YOUR GOAL> Look through the listing below and say how many lines contain the word "within". Nothing else belongs in the reply.

LISTED ENTRIES>
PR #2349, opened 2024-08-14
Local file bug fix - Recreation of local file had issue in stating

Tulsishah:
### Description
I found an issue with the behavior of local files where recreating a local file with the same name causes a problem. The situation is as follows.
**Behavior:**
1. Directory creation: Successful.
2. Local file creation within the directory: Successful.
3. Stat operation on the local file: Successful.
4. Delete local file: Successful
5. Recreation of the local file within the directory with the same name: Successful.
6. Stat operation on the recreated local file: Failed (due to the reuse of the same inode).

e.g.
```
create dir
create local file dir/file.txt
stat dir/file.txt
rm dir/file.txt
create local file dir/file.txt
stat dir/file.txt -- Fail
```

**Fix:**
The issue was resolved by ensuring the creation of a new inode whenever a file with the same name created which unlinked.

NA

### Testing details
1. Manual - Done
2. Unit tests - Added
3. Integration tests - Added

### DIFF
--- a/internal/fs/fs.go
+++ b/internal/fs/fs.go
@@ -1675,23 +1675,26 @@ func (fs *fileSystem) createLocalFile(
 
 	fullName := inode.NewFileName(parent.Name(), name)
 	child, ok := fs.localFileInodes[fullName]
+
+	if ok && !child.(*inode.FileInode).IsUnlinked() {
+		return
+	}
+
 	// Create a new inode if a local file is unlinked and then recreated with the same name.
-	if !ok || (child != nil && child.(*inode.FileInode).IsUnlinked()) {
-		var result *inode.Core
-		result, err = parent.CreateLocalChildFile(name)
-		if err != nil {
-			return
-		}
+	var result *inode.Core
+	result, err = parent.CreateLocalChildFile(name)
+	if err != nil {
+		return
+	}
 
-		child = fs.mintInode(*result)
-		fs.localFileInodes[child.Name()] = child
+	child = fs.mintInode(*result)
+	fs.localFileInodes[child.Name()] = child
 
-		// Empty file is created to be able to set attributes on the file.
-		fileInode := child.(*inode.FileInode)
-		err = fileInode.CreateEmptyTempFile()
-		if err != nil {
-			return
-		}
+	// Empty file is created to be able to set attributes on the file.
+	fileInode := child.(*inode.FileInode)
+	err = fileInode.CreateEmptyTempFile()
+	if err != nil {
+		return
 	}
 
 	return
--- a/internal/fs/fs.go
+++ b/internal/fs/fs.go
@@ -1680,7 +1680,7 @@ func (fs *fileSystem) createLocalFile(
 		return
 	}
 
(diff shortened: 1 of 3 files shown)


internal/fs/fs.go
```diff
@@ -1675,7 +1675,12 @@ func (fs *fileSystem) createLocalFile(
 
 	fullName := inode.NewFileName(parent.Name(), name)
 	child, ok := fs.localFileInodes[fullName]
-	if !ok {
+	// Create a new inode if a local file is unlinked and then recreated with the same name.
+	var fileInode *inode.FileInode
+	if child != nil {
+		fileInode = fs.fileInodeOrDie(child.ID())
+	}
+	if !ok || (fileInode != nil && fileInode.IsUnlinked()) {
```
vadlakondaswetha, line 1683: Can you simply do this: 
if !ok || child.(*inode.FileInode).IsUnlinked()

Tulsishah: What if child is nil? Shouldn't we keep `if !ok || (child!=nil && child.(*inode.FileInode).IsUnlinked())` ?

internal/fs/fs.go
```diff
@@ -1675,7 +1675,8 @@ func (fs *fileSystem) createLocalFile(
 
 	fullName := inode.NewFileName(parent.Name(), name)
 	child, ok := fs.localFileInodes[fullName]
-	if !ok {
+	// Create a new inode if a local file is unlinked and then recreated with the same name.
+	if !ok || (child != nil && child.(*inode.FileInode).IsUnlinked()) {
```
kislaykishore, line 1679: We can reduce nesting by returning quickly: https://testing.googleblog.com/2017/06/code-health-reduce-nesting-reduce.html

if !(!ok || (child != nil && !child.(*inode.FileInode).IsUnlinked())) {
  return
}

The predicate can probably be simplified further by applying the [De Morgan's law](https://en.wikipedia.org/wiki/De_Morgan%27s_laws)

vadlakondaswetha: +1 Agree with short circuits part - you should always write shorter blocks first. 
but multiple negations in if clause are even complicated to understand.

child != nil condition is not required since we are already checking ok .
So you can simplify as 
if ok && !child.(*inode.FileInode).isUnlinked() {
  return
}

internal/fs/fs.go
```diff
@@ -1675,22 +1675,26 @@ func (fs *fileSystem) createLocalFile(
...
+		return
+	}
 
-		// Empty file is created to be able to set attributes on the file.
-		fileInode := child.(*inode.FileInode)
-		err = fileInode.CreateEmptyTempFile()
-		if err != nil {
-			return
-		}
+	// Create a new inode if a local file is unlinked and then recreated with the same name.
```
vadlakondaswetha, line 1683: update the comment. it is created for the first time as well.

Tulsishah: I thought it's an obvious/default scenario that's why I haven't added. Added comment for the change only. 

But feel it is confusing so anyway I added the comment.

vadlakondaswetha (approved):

* * *

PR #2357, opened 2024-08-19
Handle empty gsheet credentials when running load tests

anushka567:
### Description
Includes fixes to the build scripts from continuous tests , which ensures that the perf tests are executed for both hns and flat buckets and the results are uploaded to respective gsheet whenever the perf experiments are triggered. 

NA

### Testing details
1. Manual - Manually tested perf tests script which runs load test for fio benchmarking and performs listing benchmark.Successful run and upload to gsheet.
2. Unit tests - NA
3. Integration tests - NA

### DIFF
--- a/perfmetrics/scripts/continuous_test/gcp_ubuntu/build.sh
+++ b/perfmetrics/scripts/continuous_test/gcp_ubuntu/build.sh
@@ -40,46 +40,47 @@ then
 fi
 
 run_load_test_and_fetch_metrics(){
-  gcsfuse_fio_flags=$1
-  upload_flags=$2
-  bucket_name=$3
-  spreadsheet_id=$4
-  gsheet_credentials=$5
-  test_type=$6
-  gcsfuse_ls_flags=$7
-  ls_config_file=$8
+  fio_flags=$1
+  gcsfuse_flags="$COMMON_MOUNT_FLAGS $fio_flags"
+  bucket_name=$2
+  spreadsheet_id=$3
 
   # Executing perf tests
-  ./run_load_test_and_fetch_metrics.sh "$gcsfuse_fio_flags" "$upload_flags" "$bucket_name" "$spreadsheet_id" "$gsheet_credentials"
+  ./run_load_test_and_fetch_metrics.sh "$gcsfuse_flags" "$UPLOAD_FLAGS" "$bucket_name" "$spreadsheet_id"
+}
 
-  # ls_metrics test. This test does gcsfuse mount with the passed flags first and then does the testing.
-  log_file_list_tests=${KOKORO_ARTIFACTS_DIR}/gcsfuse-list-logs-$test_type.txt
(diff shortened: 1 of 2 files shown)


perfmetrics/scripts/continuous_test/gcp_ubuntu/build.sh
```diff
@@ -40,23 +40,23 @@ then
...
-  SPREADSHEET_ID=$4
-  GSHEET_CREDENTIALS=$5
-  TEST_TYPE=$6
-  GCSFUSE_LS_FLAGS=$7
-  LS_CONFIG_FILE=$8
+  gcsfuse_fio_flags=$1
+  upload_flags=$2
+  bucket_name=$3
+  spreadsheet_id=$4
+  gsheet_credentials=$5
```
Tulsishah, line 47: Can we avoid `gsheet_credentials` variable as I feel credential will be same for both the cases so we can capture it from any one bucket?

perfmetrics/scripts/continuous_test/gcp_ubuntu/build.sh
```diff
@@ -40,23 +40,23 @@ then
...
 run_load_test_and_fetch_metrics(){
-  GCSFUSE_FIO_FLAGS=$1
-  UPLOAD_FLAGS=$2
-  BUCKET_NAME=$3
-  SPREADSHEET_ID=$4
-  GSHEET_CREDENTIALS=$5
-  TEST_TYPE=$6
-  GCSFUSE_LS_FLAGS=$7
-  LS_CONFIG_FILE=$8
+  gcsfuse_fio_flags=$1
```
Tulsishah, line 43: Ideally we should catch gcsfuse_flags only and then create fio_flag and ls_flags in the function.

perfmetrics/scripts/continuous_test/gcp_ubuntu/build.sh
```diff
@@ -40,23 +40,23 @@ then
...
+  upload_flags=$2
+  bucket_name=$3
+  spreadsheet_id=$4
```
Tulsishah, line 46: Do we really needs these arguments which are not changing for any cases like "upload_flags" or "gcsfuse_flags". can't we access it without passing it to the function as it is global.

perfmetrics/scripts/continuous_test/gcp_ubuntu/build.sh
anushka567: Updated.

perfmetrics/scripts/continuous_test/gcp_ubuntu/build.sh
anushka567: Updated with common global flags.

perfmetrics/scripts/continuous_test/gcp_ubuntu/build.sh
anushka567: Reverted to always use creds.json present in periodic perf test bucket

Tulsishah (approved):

ANSWER FOR THIS EXERCISE> 2